PR #2730, opened 2025-02-05
Add batch support and streaming deduping to SSDeepChainedDiscoveryQueryLogic

FineAndDandy:
* Shift state to config where possible
* Add configurable hash deduping at both similarity and chaining layers
* Lazily stream off the similarity iterator when batching is enabled
* Add batch options to chain strategy

### DIFF
--- a/warehouse/query-core/src/main/java/datawave/query/config/SSDeepSimilarityQueryConfiguration.java
+++ b/warehouse/query-core/src/main/java/datawave/query/config/SSDeepSimilarityQueryConfiguration.java
@@ -37,6 +37,8 @@ public class SSDeepSimilarityQueryConfiguration extends GenericQueryConfiguratio
 
     private Multimap<NGramTuple,SSDeepHash> queryMap;
 
+    private boolean dedupe = true;
+
     public SSDeepSimilarityQueryConfiguration() {
         super();
         setQuery(new QueryImpl());
@@ -68,6 +70,7 @@ public class SSDeepSimilarityQueryConfiguration extends GenericQueryConfiguratio
         setQueryMap(other.getQueryMap());
         setQueryThreads(other.getQueryThreads());
         setRanges(other.getRanges());
+        setDedupe(other.isDedupe());
     }
 
     public Collection<Range> getRanges() {
@@ -140,5 +143,13 @@ public class SSDeepSimilarityQueryConfiguration extends GenericQueryConfiguratio
 
     public void setBucketEncodingLength(int bucketEncodingLength) {
         this.bucketEncodingLength = bucketEncodingLength;
+    }
+
+    public boolean isDedupe() {
+        return this.dedupe;
+    }
+
+    public void setDedupe(boolean dedupe) {
+        this.dedupe = dedupe;
     }
 }
--- a/warehouse/query-core/src/main/java/datawave/query/config/SSDeepSimilarityQueryConfiguration.java
+++ b/warehouse/query-core/src/main/java/datawave/query/config/SSDeepSimilarityQueryConfiguration.java
@@ -1,15 +1,5 @@
 package datawave.query.config;
 
-import java.util.Collection;
-import java.util.HashMap;
-import java.util.HashSet;
-import java.util.Map;
-import java.util.Set;
-
-import org.apache.accumulo.core.data.Range;
-
-import com.google.common.collect.Multimap;
-
 import datawave.core.query.configuration.GenericQueryConfiguration;
 import datawave.core.query.logic.BaseQueryLogic;
 import datawave.microservice.query.QueryImpl;
@@ -18,7 +8,6 @@ import datawave.util.ssdeep.BucketAccumuloKeyGenerator;
 import datawave.util.ssdeep.ChunkSizeEncoding;
 import datawave.util.ssdeep.IntegerEncoding;
 import datawave.util.ssdeep.NGramGenerator;
-import datawave.util.ssdeep.NGramTuple;
 import datawave.util.ssdeep.SSDeepHash;
 
 public class SSDeepSimilarityQueryConfiguration extends GenericQueryConfiguration {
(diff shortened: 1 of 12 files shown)


warehouse/query-core/src/main/java/datawave/query/config/SSDeepSimilarityQueryConfiguration.java
```diff
@@ -33,25 +36,45 @@ public class SSDeepSimilarityQueryConfiguration extends GenericQueryConfiguratio
...
-    private Multimap<NGramTuple,SSDeepHash> queryMap;
-
     /**
      * The number of hashes the query logic will accept, -1 indicates unlimited
      */
     private int maxHashes = -1;
 
     /**
-     * The max number of hashes to be generated per ngram, -1 indicates unlimited
+     * Dedupe matching hashes matched inside the SSDeepScoringFunction. When true only process a matching hash one regardless of how many times an ngram may
```
drewfarris:
```suggestion
     * Dedupe matching hashes matched inside the SSDeepScoringFunction. When true only process a matching hash once regardless of how many times an ngram may
```

warehouse/query-core/src/main/java/datawave/query/config/SSDeepSimilarityQueryConfiguration.java
```diff
@@ -33,25 +36,45 @@ public class SSDeepSimilarityQueryConfiguration extends GenericQueryConfiguratio
...
+     * match it
+     */
+    private boolean dedupeSimilarityHashes = true;
+
+    /**
+     * The max number of hashes to be retrieved per ngram, -1 indicates unlimited
      */
     private int maxHashesPerNGram = -1;
 
+    // start of query state objections
```
drewfarris:
```suggestion
    // start of query state objects
```

drewfarris: Is there any value in managing these four instance variables that maintain state (e.g., ranges, queryMap, seenHashes and ngramCountMap) in a single class named `SSDeepSimilarityQueryState` independently from the `SSDeepSimilarityQueryConfiguration`? Would that allow us to avoid cloning the Configuration?

warehouse/query-core/src/main/java/datawave/query/tables/ssdeep/SSDeepSimilarityQueryLogic.java
```diff
@@ -86,9 +87,11 @@ public void setupQuery(GenericQueryConfiguration genericConfig) throws Exception
             scanner.setRanges(config.getRanges());
 
             // must be called after setRanges so that we get the query map from the config.
-            final SSDeepScoringFunction scoringFunction = new SSDeepScoringFunction(config, getMaxResults(), getMaxHashesPerNGram());
+            final SSDeepScoringFunction scoringFunction = new SSDeepScoringFunction(config);
 
-            this.iterator = scanner.stream().flatMap(scoringFunction).distinct().iterator();
+            Stream<ScoredSSDeepPair> stream = scanner.stream().flatMap(scoringFunction);
```
drewfarris: Consider whether we want to implement a separate `Function`s for deduplication and hash count limits that get inserted into the stream prior to the scoring function. This way we maintain a separation of concerns between the functions of deduping, limiting and scoring (and the scoring function remains effectively stateless)

warehouse/query-core/src/main/java/datawave/query/tables/ssdeep/SSDeepScoringFunction.java
```diff
@@ -143,38 +128,42 @@ public Stream<ScoredSSDeepPair> apply(Map.Entry<Key,Value> entry) {
...
+            if (config.getSeenHashes().contains(hashcode)) {
+                return Stream.empty();
+            }
+            config.getSeenHashes().add(hashcode);
+        }
+
+        if (config.getMaxHashesPerNGram() != -1) {
+            Long count = config.getNgramCountMap().get(ngram);
             if (count == null) {
+                // first seen
```
drewfarris: See comment in `SSDeepSimilarityQueryLogic` re: considering implementing separate `Function`s for deduping and limiting.

drewfarris (commented):
Initial pass with some comments - I need to spend more time looking at the streaming chained query and test code.

jack-gitdev:
I read through everything except the unit tests so far. Will read through again tomorrow and run/go through the unit tests as well.

warehouse/query-core/src/main/java/datawave/query/config/SSDeepSimilarityQueryConfiguration.java
FineAndDandy: This is tricky. The Configuration object always contains a mix of state and actual logic config depending on the QueryLogic it is configuring. Since the Config is the only thing that is passed between the init/setupQuery methods and the underlying logic is reused by the framework, the Config necessarily has to carry state info. I like the idea of creating an explicit area of the config that is clearly separated from the logic config to carry this state though.

warehouse/query-core/src/main/java/datawave/query/tables/ssdeep/SSDeepSimilarityQueryLogic.java
FineAndDandy: This is a good idea. I will add this in the next commit

warehouse/query-core/src/main/java/datawave/query/config/SSDeepSimilarityQueryConfiguration.java
```diff
@@ -1,15 +1,19 @@
 package datawave.query.config;
 
 import java.util.Collection;
```
drewfarris: It looks like there may be some unused imports here.

warehouse/query-core/src/main/java/datawave/query/tables/ssdeep/SSDeepScoringFunction.java
```diff
@@ -1,7 +1,7 @@
 package datawave.query.tables.ssdeep;
 
 import java.util.Collection;
```
drewfarris, line 3: A couple unused imports here as well.

drewfarris (dismissed):

jack-gitdev (dismissed):

drewfarris (approved):

jack-gitdev (approved):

WHAT THE TASK REQUIRES |
Every line of the data is to be retyped without alteration.

SOLUTION FOR THIS EXERCISE |
PR #2730, opened 2025-02-05
Add batch support and streaming deduping to SSDeepChainedDiscoveryQueryLogic

FineAndDandy:
* Shift state to config where possible
* Add configurable hash deduping at both similarity and chaining layers
* Lazily stream off the similarity iterator when batching is enabled
* Add batch options to chain strategy

### DIFF
--- a/warehouse/query-core/src/main/java/datawave/query/config/SSDeepSimilarityQueryConfiguration.java
+++ b/warehouse/query-core/src/main/java/datawave/query/config/SSDeepSimilarityQueryConfiguration.java
@@ -37,6 +37,8 @@ public class SSDeepSimilarityQueryConfiguration extends GenericQueryConfiguratio
 
     private Multimap<NGramTuple,SSDeepHash> queryMap;
 
+    private boolean dedupe = true;
+
     public SSDeepSimilarityQueryConfiguration() {
         super();
         setQuery(new QueryImpl());
@@ -68,6 +70,7 @@ public class SSDeepSimilarityQueryConfiguration extends GenericQueryConfiguratio
         setQueryMap(other.getQueryMap());
         setQueryThreads(other.getQueryThreads());
         setRanges(other.getRanges());
+        setDedupe(other.isDedupe());
     }
 
     public Collection<Range> getRanges() {
@@ -140,5 +143,13 @@ public class SSDeepSimilarityQueryConfiguration extends GenericQueryConfiguratio
 
     public void setBucketEncodingLength(int bucketEncodingLength) {
         this.bucketEncodingLength = bucketEncodingLength;
+    }
+
+    public boolean isDedupe() {
+        return this.dedupe;
+    }
+
+    public void setDedupe(boolean dedupe) {
+        this.dedupe = dedupe;
     }
 }
--- a/warehouse/query-core/src/main/java/datawave/query/config/SSDeepSimilarityQueryConfiguration.java
+++ b/warehouse/query-core/src/main/java/datawave/query/config/SSDeepSimilarityQueryConfiguration.java
@@ -1,15 +1,5 @@
 package datawave.query.config;
 
-import java.util.Collection;
-import java.util.HashMap;
-import java.util.HashSet;
-import java.util.Map;
-import java.util.Set;
-
-import org.apache.accumulo.core.data.Range;
-
-import com.google.common.collect.Multimap;
-
 import datawave.core.query.configuration.GenericQueryConfiguration;
 import datawave.core.query.logic.BaseQueryLogic;
 import datawave.microservice.query.QueryImpl;
@@ -18,7 +8,6 @@ import datawave.util.ssdeep.BucketAccumuloKeyGenerator;
 import datawave.util.ssdeep.ChunkSizeEncoding;
 import datawave.util.ssdeep.IntegerEncoding;
 import datawave.util.ssdeep.NGramGenerator;
-import datawave.util.ssdeep.NGramTuple;
 import datawave.util.ssdeep.SSDeepHash;
 
 public class SSDeepSimilarityQueryConfiguration extends GenericQueryConfiguration {
(diff shortened: 1 of 12 files shown)


warehouse/query-core/src/main/java/datawave/query/config/SSDeepSimilarityQueryConfiguration.java
```diff
@@ -33,25 +36,45 @@ public class SSDeepSimilarityQueryConfiguration extends GenericQueryConfiguratio
...
-    private Multimap<NGramTuple,SSDeepHash> queryMap;
-
     /**
      * The number of hashes the query logic will accept, -1 indicates unlimited
      */
     private int maxHashes = -1;
 
     /**
-     * The max number of hashes to be generated per ngram, -1 indicates unlimited
+     * Dedupe matching hashes matched inside the SSDeepScoringFunction. When true only process a matching hash one regardless of how many times an ngram may
```
drewfarris:
```suggestion
     * Dedupe matching hashes matched inside the SSDeepScoringFunction. When true only process a matching hash once regardless of how many times an ngram may
```

warehouse/query-core/src/main/java/datawave/query/config/SSDeepSimilarityQueryConfiguration.java
```diff
@@ -33,25 +36,45 @@ public class SSDeepSimilarityQueryConfiguration extends GenericQueryConfiguratio
...
+     * match it
+     */
+    private boolean dedupeSimilarityHashes = true;
+
+    /**
+     * The max number of hashes to be retrieved per ngram, -1 indicates unlimited
      */
     private int maxHashesPerNGram = -1;
 
+    // start of query state objections
```
drewfarris:
```suggestion
    // start of query state objects
```

drewfarris: Is there any value in managing these four instance variables that maintain state (e.g., ranges, queryMap, seenHashes and ngramCountMap) in a single class named `SSDeepSimilarityQueryState` independently from the `SSDeepSimilarityQueryConfiguration`? Would that allow us to avoid cloning the Configuration?

warehouse/query-core/src/main/java/datawave/query/tables/ssdeep/SSDeepSimilarityQueryLogic.java
```diff
@@ -86,9 +87,11 @@ public void setupQuery(GenericQueryConfiguration genericConfig) throws Exception
             scanner.setRanges(config.getRanges());
 
             // must be called after setRanges so that we get the query map from the config.
-            final SSDeepScoringFunction scoringFunction = new SSDeepScoringFunction(config, getMaxResults(), getMaxHashesPerNGram());
+            final SSDeepScoringFunction scoringFunction = new SSDeepScoringFunction(config);
 
-            this.iterator = scanner.stream().flatMap(scoringFunction).distinct().iterator();
+            Stream<ScoredSSDeepPair> stream = scanner.stream().flatMap(scoringFunction);
```
drewfarris: Consider whether we want to implement a separate `Function`s for deduplication and hash count limits that get inserted into the stream prior to the scoring function. This way we maintain a separation of concerns between the functions of deduping, limiting and scoring (and the scoring function remains effectively stateless)

warehouse/query-core/src/main/java/datawave/query/tables/ssdeep/SSDeepScoringFunction.java
```diff
@@ -143,38 +128,42 @@ public Stream<ScoredSSDeepPair> apply(Map.Entry<Key,Value> entry) {
...
+            if (config.getSeenHashes().contains(hashcode)) {
+                return Stream.empty();
+            }
+            config.getSeenHashes().add(hashcode);
+        }
+
+        if (config.getMaxHashesPerNGram() != -1) {
+            Long count = config.getNgramCountMap().get(ngram);
             if (count == null) {
+                // first seen
```
drewfarris: See comment in `SSDeepSimilarityQueryLogic` re: considering implementing separate `Function`s for deduping and limiting.

drewfarris (commented):
Initial pass with some comments - I need to spend more time looking at the streaming chained query and test code.

jack-gitdev:
I read through everything except the unit tests so far. Will read through again tomorrow and run/go through the unit tests as well.

warehouse/query-core/src/main/java/datawave/query/config/SSDeepSimilarityQueryConfiguration.java
FineAndDandy: This is tricky. The Configuration object always contains a mix of state and actual logic config depending on the QueryLogic it is configuring. Since the Config is the only thing that is passed between the init/setupQuery methods and the underlying logic is reused by the framework, the Config necessarily has to carry state info. I like the idea of creating an explicit area of the config that is clearly separated from the logic config to carry this state though.

warehouse/query-core/src/main/java/datawave/query/tables/ssdeep/SSDeepSimilarityQueryLogic.java
FineAndDandy: This is a good idea. I will add this in the next commit

warehouse/query-core/src/main/java/datawave/query/config/SSDeepSimilarityQueryConfiguration.java
```diff
@@ -1,15 +1,19 @@
 package datawave.query.config;
 
 import java.util.Collection;
```
drewfarris: It looks like there may be some unused imports here.

warehouse/query-core/src/main/java/datawave/query/tables/ssdeep/SSDeepScoringFunction.java
```diff
@@ -1,7 +1,7 @@
 package datawave.query.tables.ssdeep;
 
 import java.util.Collection;
```
drewfarris, line 3: A couple unused imports here as well.

drewfarris (dismissed):

jack-gitdev (dismissed):

drewfarris (approved):

jack-gitdev (approved):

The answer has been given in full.